# Task prompt
Produce an exact copy of the lines from the line containing "import gzip" through the last line of the listing below, both ends included, and nothing else.

# Provided records
PR #301, opened 2017-11-08
logging improvements

boris-dimitrov:
flush python log prior to copying to S3

echo python log info statements to stdout so they make it into cloudwatch

merge stdout and stderr of most subprocesses into the main python process
stdout and stderr so all that makes it into cloudwatch

for long-running subproceses, print a timer tick every minute, so we can
see in cloudwatch that the python driver process is alive and just waiting

quiet bowtie2 because it always completes very quickly and its output
is rather voluminous;  TODO: sample the output instead of suppressing

### DIFF
--- a/aws_batch/pipeline.py
+++ b/aws_batch/pipeline.py
@@ -14,6 +14,7 @@ import datetime
 import gzip
 import logging
 import math
+import threading
 
 ENVIRONMENT = 'alpha'
 INPUT_BUCKET = 's3://czbiohub-infectious-disease/UGANDA' # default to be overwritten by environment variable
@@ -117,8 +118,8 @@ def lzw_fraction(sequence):
     dictionary = {}
     # Initialize dictionary with single char
     for c in sequence:
-       dict_size += 1
-       dictionary[c] = dict_size
+        dict_size += 1
+        dictionary[c] = dict_size
 
     word = ""
     results = []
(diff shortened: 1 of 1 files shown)


boris-dimitrov:
still need to test this but thought i'd put it up for review first

boris-dimitrov:
updated after testing the new code in a standalone environment

aws_batch/pipeline.py
```diff
@@ -506,17 +564,31 @@ def filter(self, record):
...
+        return "%3.1f" % percent
+    except:
+        return str(percent)
+
+def logger_echo(level, msg)
+    print level + ": " + msg
+
+def logger_info(msg)
+    logger_echo("INFO", msg)
+    logger_info(msg)
```
cdebourcy: did you mean `logger.info(msg)` inside `logger_info`? (I think we should still produce the logfile in S3 as well)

# Task result
 import gzip
 import logging
 import math
+import threading
 
 ENVIRONMENT = 'alpha'
 INPUT_BUCKET = 's3://czbiohub-infectious-disease/UGANDA' # default to be overwritten by environment variable
@@ -117,8 +118,8 @@ def lzw_fraction(sequence):
     dictionary = {}
     # Initialize dictionary with single char
     for c in sequence:
-       dict_size += 1
-       dictionary[c] = dict_size
+        dict_size += 1
+        dictionary[c] = dict_size
 
     word = ""
     results = []
(diff shortened: 1 of 1 files shown)


boris-dimitrov:
still need to test this but thought i'd put it up for review first

boris-dimitrov:
updated after testing the new code in a standalone environment

aws_batch/pipeline.py
```diff
@@ -506,17 +564,31 @@ def filter(self, record):
...
+        return "%3.1f" % percent
+    except:
+        return str(percent)
+
+def logger_echo(level, msg)
+    print level + ": " + msg
+
+def logger_info(msg)
+    logger_echo("INFO", msg)
+    logger_info(msg)
```
cdebourcy: did you mean `logger.info(msg)` inside `logger_info`? (I think we should still produce the logfile in S3 as well)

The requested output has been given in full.